- [Work order]
Take the line containing "### LINKED ISSUE #2593: [Feature" and every line after it in the data below, and print them exactly as given, with nothing else.

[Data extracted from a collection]
——

PR #2592, opened 2021-02-10
Fix a few python module/interface issues with python2.x

### LINKED ISSUE #2588: [BUG] _Python Package_

### LINKED ISSUE #2593: [Feature Request] Capture exceptions when calling Python from LAMMPS and report back
**Summary**

Currently all calls to evaluate python code from LAMMPS in the PYTHON package ignore the return value.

——

- [Written answer]
### LINKED ISSUE #2593: [Feature Request] Capture exceptions when calling Python from LAMMPS and report back
**Summary**

Currently all calls to evaluate python code from LAMMPS in the PYTHON package ignore the return value.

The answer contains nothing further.